- _YOUR ASSIGNMENT_
Please copy the lines below exactly, from the first one through the line showing "- MVEL expression in".

- _DATA IN THIS EXERCISE_
PR #1693, opened 2018-01-12
RHBRMS-3057: Test case

martinweiler:


martinweiler:
This PR is obsolete as @mariofusco already has applied the fix for RHDM-254.

PR #1705, opened 2018-01-19
DROOLS-2252: Increase coverage of marshaling from accumulate

jomarko:
Dependent on #1700 , @manstis please have a look.


manstis:
@jomarko I don't mind the additional check, so feel free to rebase and resubmit; however ```assertDSLEscaping(..)``` checks every line in the ```WHEN``` part is starts with ```>```

jomarko:
@manstis I agree that `assertDSLEscaping` asserts every line starts with '>' but I also think that `assertDSLEscaping` pass, if there are no lines, so I think my test enhancement makes sense, WDYT?

manstis:
@jomarko Like I said; I don't mind the additional check - and you're right it is an enhancement :-)

jomarko:
@manstis This PR is ready for merge.

manstis (approved):

PR #2559, opened 2019-09-30
[DROOLS-4580] Test case

martinweiler:


mariofusco:
Reproduced and fixed by https://github.com/kiegroup/drools/commit/a2a3fdcc1e9b32ab5eaf4bed540accd3e1eef7a3

PR #2563, opened 2019-10-02
[DROOLS-4588] Add support for MVEL expression on simple types in Rule test scenario

danielezonca:
https://issues.jboss.org/browse/DROOLS-4588

Implementation details:
- Add `#` at the beginning of the expression to use MVEL syntax (i.e. `# 10 + 10`)
- Use `actualValue` variable to refer actual value in a EXPECT condition that use MVEL (i.e. `# java.util.Objects.equals(actualValue, 10)`)
- MVEL expression used in GIVEN cell has to return a value/object of the same type of the corresponding column
- MVEL expression in EXPECT columns should return a `boolean` value or the same type of the column and in that case it will be used `compare`/`equals` to compare with actual value (i.e. `# new MyObject()` in a EXPECT cell will be evaluated as `actualValue.compareTo(new MyObject())` if `MyObject` is `Comparable` or `actualValue.equals(new MyObject())` otherwise). This corner case has been introduced to avoid to write `# actualValue.equals(...)` in every MVEL expression in EXPECT section

@yesamer @gitgabrio @dupliaka


drools-scenario-simulation/drools-scenario-simulation-backend/src/main/java/org/drools/scenariosimulation/backend/expression/ExpressionEvaluatorFactory.java
```diff
@@ -0,0 +1,74 @@
...
+    }
+
+    public ExpressionEvaluator getOrCreate(FactMappingValue factMappingValue) {
+        if (Type.DMN.equals(type)) {
+            return getOrCreateDMNExpressionEvaluator();
+        }
+
+        Object rawValue = factMappingValue.getRawValue();
+
+        if (rawValue instanceof String && ((String) rawValue).startsWith("#")) {
```
yesamer: @danielezonca 
I suggest to always use a static variable to refer to "#" char, in any place is used, in order to easily update it in case of change request.

drools-scenario-simulation/drools-scenario-simulation-backend/src/test/java/org/drools/scenariosimulation/backend/expression/ExpressionEvaluatorFactoryTest.java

- _RESPONSE FOR THIS EXERCISE_
PR #1693, opened 2018-01-12
RHBRMS-3057: Test case

martinweiler:


martinweiler:
This PR is obsolete as @mariofusco already has applied the fix for RHDM-254.

PR #1705, opened 2018-01-19
DROOLS-2252: Increase coverage of marshaling from accumulate

jomarko:
Dependent on #1700 , @manstis please have a look.


manstis:
@jomarko I don't mind the additional check, so feel free to rebase and resubmit; however ```assertDSLEscaping(..)``` checks every line in the ```WHEN``` part is starts with ```>```

jomarko:
@manstis I agree that `assertDSLEscaping` asserts every line starts with '>' but I also think that `assertDSLEscaping` pass, if there are no lines, so I think my test enhancement makes sense, WDYT?

manstis:
@jomarko Like I said; I don't mind the additional check - and you're right it is an enhancement :-)

jomarko:
@manstis This PR is ready for merge.

manstis (approved):

PR #2559, opened 2019-09-30
[DROOLS-4580] Test case

martinweiler:


mariofusco:
Reproduced and fixed by https://github.com/kiegroup/drools/commit/a2a3fdcc1e9b32ab5eaf4bed540accd3e1eef7a3

PR #2563, opened 2019-10-02
[DROOLS-4588] Add support for MVEL expression on simple types in Rule test scenario

danielezonca:
https://issues.jboss.org/browse/DROOLS-4588

Implementation details:
- Add `#` at the beginning of the expression to use MVEL syntax (i.e. `# 10 + 10`)
- Use `actualValue` variable to refer actual value in a EXPECT condition that use MVEL (i.e. `# java.util.Objects.equals(actualValue, 10)`)
- MVEL expression used in GIVEN cell has to return a value/object of the same type of the corresponding column
- MVEL expression in EXPECT columns should return a `boolean` value or the same type of the column and in that case it will be used `compare`/`equals` to compare with actual value (i.e. `# new MyObject()` in a EXPECT cell will be evaluated as `actualValue.compareTo(new MyObject())` if `MyObject` is `Comparable` or `actualValue.equals(new MyObject())` otherwise). This corner case has been introduced to avoid to write `# actualValue.equals(...)` in every MVEL expression in EXPECT section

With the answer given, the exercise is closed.